** EXTRACTED MATERIAL follows **

PR #3651, opened 2023-03-03
[Lua] Correct an issue preventing final chest from being in Temenos-West

CatsEyeXI:
**_I affirm:_**

Correct an issue preventing final chest from being opened.

Enter Temenos West and fight to the final floor. Open chest and profit.

### DIFF
--- a/scripts/battlefields/Temenos/temenos_western_tower.lua
+++ b/scripts/battlefields/Temenos/temenos_western_tower.lua
@@ -36,13 +36,6 @@ local setupItemCrate = function(crateID, floor)
     end)
 end
 
-local setupLootCrate = function(crateID, floor)
-    local crate = GetEntityByID(crateID)
-    xi.limbus.hideCrate(crate)
-    crate:setModelId(961)
-    crate:addListener("ON_TRIGGER", "TRIGGER_CRATE", utils.bind(content.handleOpenLootCrate, content))
-end
-
 local setupTimeCrate = function(crateID, floor)
     local crate = GetEntityByID(crateID)
     xi.limbus.hideCrate(crate)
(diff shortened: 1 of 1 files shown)


Xaver-DaRed:
This doesn't seem completely right, for some reason.

Wouldnt this be fixed by just adding this npc ID `16928830`
inside `ITEM_CRATES` table in script/zones/Temenos/IDs.lua file?

jmcmorris:
So I believe this issue was caused by a regression you can see here: https://github.com/LandSandBoat/server/commit/7cdb557b6a3ec9fe2cb0f5a5d3977a39a533c385#diff-e047edfc1f16bb6b5b73212bba36d4f7c9efbb2504ce4ad551e8cfe52040e582L529-R452https://github.com/LandSandBoat/server/commit/7cdb557b6a3ec9fe2cb0f5a5d3977a39a533c385#diff-e047edfc1f16bb6b5b73212bba36d4f7c9efbb2504ce4ad551e8cfe52040e582L529-R452

Did you try the fix with only the `[ID.TEMENOS_WESTERN_TOWER.npc.LOOT_CRATE] =` change?

scripts/battlefields/Temenos/temenos_western_tower.lua
```diff
@@ -449,7 +458,7 @@ content.loot =
         },
     },
 
-    [7] =
+    [ID.TEMENOS_WESTERN_TOWER.npc.LOOT_CRATE] =
```
Xaver-DaRed, line 452: I tested jmcmorris suggestion and it worked.

This change here is the only change needed

jmcmorris: 👍

Xaver-DaRed (approved):

PR #3655, opened 2023-03-04
[core] Move CheckTriggerAreas to its own task

### LINKED ISSUE #3648: 🔨 Separate check triger areas/regions tick interval into it's own task.
**_I affirm:_**

## Describe the feature

In retail, "regions" or event triggering zones, trigger almost immediately upon entering them.
In here, it isn't that frequent, which allows to skip over this regions with enough speed and/or if the region is small enough
(Example: Salaheem sentinels stairs region)

Creating a new task for regions would allow us to mimic that behavior by making the refresh tick more frequent, without needing to affect other things that don't really need to be checked that frequently.

zach2good:
**_I affirm:_**

- Moves CheckTriggerAreas to its own job, with a higher frequency than the main tick - meaning trigger areas are checked more often.
- I've tested it with tracy, each check round comes in at about 30us, with peaks of 100us, so, not all that bad. Could be improved, but meh 🤷 

- Add some print logging to onTriggerAreaEnter for a zone, go run into that area and see the logging.

Closes https://github.com/LandSandBoat/server/issues/3648

### DIFF
--- a/src/map/map.h
+++ b/src/map/map.h
@@ -67,6 +67,9 @@ static constexpr float server_tick_rate = 2.5f;
 // Update every 400ms
 static constexpr float server_tick_interval = 1000.0f / server_tick_rate;
 
+// Check Trigger Areas every 200ms
+static constexpr float server_trigger_area_interval = server_tick_interval / 2.0f;
+
 typedef std::map<uint64, map_session_data_t*> map_session_list_t;
 extern map_session_list_t                     map_session_list;
 
--- a/src/map/zone.cpp
+++ b/src/map/zone.cpp
@@ -77,23 +77,14 @@
 int32 zone_server(time_point tick, CTaskMgr::CTask* PTask)
 {
     CZone* PZone = std::any_cast<CZone*>(PTask->m_data);
-    PZone->ZoneServer(tick, false);
+    PZone->ZoneServer(tick);
     return 0;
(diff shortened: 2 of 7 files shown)


TeoTwawki:
> Stretch Goal: Refactor trigger areas to be typesafe. ie. Don't have cube and circle logic in the same place, with the same constructors.

_donates $LSB-coin$_

Would be nice tio split'em into 2 bindings as well to cut back on people using the existing one incorrectly.

zach2good:
Tested, all seems fine, timings are as follows:
```cpp

// 2.5 updates per second
static constexpr float server_tick_rate = 2.5f;

// Update every 400ms
static constexpr float server_tick_interval = 1000.0f / server_tick_rate;

// Check Trigger Areas every 200ms
static constexpr float server_trigger_area_interval = server_tick_interval / 2.0f;
```

zach2good:
I'm reluctant to move those timings into settings, because people will mess with them while having no idea the consequences of their actions - and then they'll come crying to us asking why everything is broken

TeoTwawki:
coulda swore one of those was supposed to be 2400ms (2.4s). my brain must be trying to combine zone tick and combat tick.

Xaver-DaRed (approved):

claywar (approved):

PR #3661, opened 2023-03-08
Add melee and ranged pDIF calculations to physical utilities

Xaver-DaRed:
**_I affirm:_**

Adds pDIF calculations to physical_utilities.lua
Adds support for pDIF zones.

None. The functions are currently unused.


scripts/globals/combat/physical_utilities.lua
```diff
@@ -71,6 +95,253 @@ local elementalBelt = -- Ordered by element.
...
+    xi.zone.WALK_OF_ECHOES_P1
+}
+
+-- Meant to be called from WS master function, not from pDIF function.
+-- We do not want to be checking it PER HIT after all.
+xi.combat.physical.isLevelCorrectedZone = function(actor)
+    local actorZone = actor:getZoneID()
+    local result    = false
+
+    for _, pDifZone in pairs(pDifZoneList) do
```
zach2good: Look at how we use `set` in `rhapsodies.lua` to avoid having to look over this table all the time: https://github.com/LandSandBoat/server/blob/base/scripts/globals/rhapsodies.lua

scripts/globals/combat/physical_utilities.lua
```diff
@@ -71,6 +95,315 @@ local elementalBelt = -- Ordered by element.
     xi.items.SHADOW_BELT
 }
 
+-- List of zones in which level correction still happens.
+local pDifZoneList =
```
WinterSolstice8: Level correction also applies for magic evasion/magic accuracy, accuracy/evasion

this could be moved to a different file later

scripts/globals/combat/physical_utilities.lua
```diff
@@ -294,7 +325,168 @@ xi.combat.physical.calculateFTP = function(actor, wsTP1000, wsTP2000, wsTP3000)
...
+    baseRatio = actorAttack / targetDefense
+
+    -- Step 2: cRatio (Level correction, corrected ratio) Zone based!
+    local levelDifFactor = 0
+
+    if applyLevelCorrection then
+        levelDifFactor = (target:getMainLvl() - actor:getMainLvl()) * 0.05
+    end
+
+    local cRatio = baseRatio - levelDifFactor
```
Frankie-hz: baseRatio (Attack/Defense) should be capped prior to hitting the level correction and cRatio
image

Xaver-DaRed: I added the caps to att/def ratio. TY^^

scripts/globals/combat/physical_utilities.lua
```diff
@@ -294,7 +326,178 @@ xi.combat.physical.calculateFTP = function(actor, wsTP1000, wsTP2000, wsTP3000)
...
+    local pDifBaseCap = pDifWeaponCapTable[weaponType][1] -- TODO: Does something affect this, like with final cap?
+
+    baseRatio = utils.clamp(baseRatio, 0, pDifBaseCap)
+
+    -- Step 2: cRatio (Level correction, corrected ratio) Zone based!
+    local levelDifFactor = 0
+
+    if applyLevelCorrection then
+        levelDifFactor = (target:getMainLvl() - actor:getMainLvl()) * 0.05
+    end
```
Frankie-hz, line 369: If I understand this correctly the applyLevelCorrection is only applying to the specific zones listed in the level_correction.

https://www.bluegartr.com/threads/112776-Dev-Tracker-Findings-Posts-(NO-DISCUSSION)/page8
This says that the baseRation WAS 2.0 capped and it not virtually uncapped as of 2013 so this seems to be correct.

Notes for level correction:
+ Monsters do NOT suffer from negative level correction (Attacker < Defender)
+ Mobs, Avatars and pets only get bonuses, no penalties (if Attack > Defnder then cRatio + correction)
+ Avatars and pets cap at 2.0 ratio for anything that checks tooWeak (Need to double check this if it was ever changed - I did add a lua binding for this already so if I can find evidence if wasnt changed then easy!)
+ Total PDIF cap at the end for monsters is 4.0

scripts/globals/combat/physical_utilities.lua
```diff
@@ -294,7 +326,178 @@ xi.combat.physical.calculateFTP = function(actor, wsTP1000, wsTP2000, wsTP3000)
...
+        pDifUpperCap = 1
+    elseif wRatio < 1.2 then
+        pDifUpperCap = wRatio + 0.3
+    elseif wRatio < 1.5 then
+        pDifUpperCap = wRatio + wRatio * 0.25
+    elseif wRatio < 2.625 then
+        pDifUpperCap = wRatio + 0.375
+    else
+        pDifUpperCap = 3
+    end
```
Frankie-hz: If you want to eliminate an elseif you can utils.clamp the wRatio + 0.375 to 3

scripts/globals/combat/physical_utilities.lua
Xaver-DaRed: Correct. Since the inclussion of mobs over lvl 99, any zone that has this kind of mobs has level correction turned off, even if the target mob is not over lvl 99. In most cases, it doesnt affect lvl 75 servers, since those zones will be disabled.

Unfortunately, locus and apex mobs happen to be in legacy zones aswell, because of reasons. I'm sure very good ones too. /s

However, I have added a check for lvl 75 servers, so level correction always gets applied.

> Avatars and pets cap at 2.0 ratio for anything that checks tooWeak

Which ratio do you mean? The base ratio, or the final cap?

Xaver-DaRed: Added "not player" check for negative level correction

Frankie-hz: > 

Oh sorry! cRatio should be capped for pets after level correction is applied only if its too weak. They added this in to make sure pets dont "overkill too much" - I can find the devblog this week - I should have it bookmarked somewhere I just need to dig it out

scripts/globals/combat/physical_utilities.lua
```diff
@@ -47,6 +47,31 @@ local wsElementalProperties =
     [      16] = {    0,    0,   1,    0,     1,       0,     1,     0,    1 }, -- Lv 4, Darkness
 }
 
+-- Table with pDIF caps per weapon/skill type.
+local pDifWeaponCapTable =
```
WinterSolstice8, line 51: This table looks odd. 
"1H melee weapons have an effective ratio cap of 3.625" and yet the charts show different numbers.  I wonder if this "effective" cap is including Damage Limit bonus, and the limits should be changed to match the table `Pre-Randomizer pDIF Caps by Weapon Type`

scripts/globals/combat/physical_utilities.lua
```diff
@@ -294,7 +326,204 @@ xi.combat.physical.calculateFTP = function(actor, wsTP1000, wsTP2000, wsTP3000)
...
+    if tpIgnoresDefense then
+        ignoreDefenseFactor = tpFactor
+    end
+
+    targetDefense = math.floor(targetDefense * ignoreDefenseFactor)
+
+    baseRatio = actorAttack / targetDefense
+
+    -- Apply cap to baseRatio.
+    local pDifBaseCap = pDifWeaponCapTable[weaponType][1] -- TODO: Does something affect this, like with final cap?
```
WinterSolstice8: https://www.bg-wiki.com/ffxi/Damage_Limit%2B effects this

scripts/globals/combat/physical_utilities.lua
Xaver-DaRed: From what I could gather...
Column 1: the "effective cap" is pre-level diff and wratio
Column 2: after that, but before melee random factor and ranged distance correction.

The damage limit+ is a job trait. aka, a modifier. I dont remember the exact math, but it was dead simple...
newCap = oldCap + 0.2 * trait_level <-- something like that, from memory. Bottom line, no need to table it.

WinterSolstice8 (approved):

zach2good (approved):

** End of EXTRACTED MATERIAL **

WORK REQUEST: Every line above that holds the string "have" should be copied out.

WRITTEN RESPONSE:
> Stretch Goal: Refactor trigger areas to be typesafe. ie. Don't have cube and circle logic in the same place, with the same constructors.
However, I have added a check for lvl 75 servers, so level correction always gets applied.
Oh sorry! cRatio should be capped for pets after level correction is applied only if its too weak. They added this in to make sure pets dont "overkill too much" - I can find the devblog this week - I should have it bookmarked somewhere I just need to dig it out
"1H melee weapons have an effective ratio cap of 3.625" and yet the charts show different numbers.  I wonder if this "effective" cap is including Damage Limit bonus, and the limits should be changed to match the table `Pre-Randomizer pDIF Caps by Weapon Type`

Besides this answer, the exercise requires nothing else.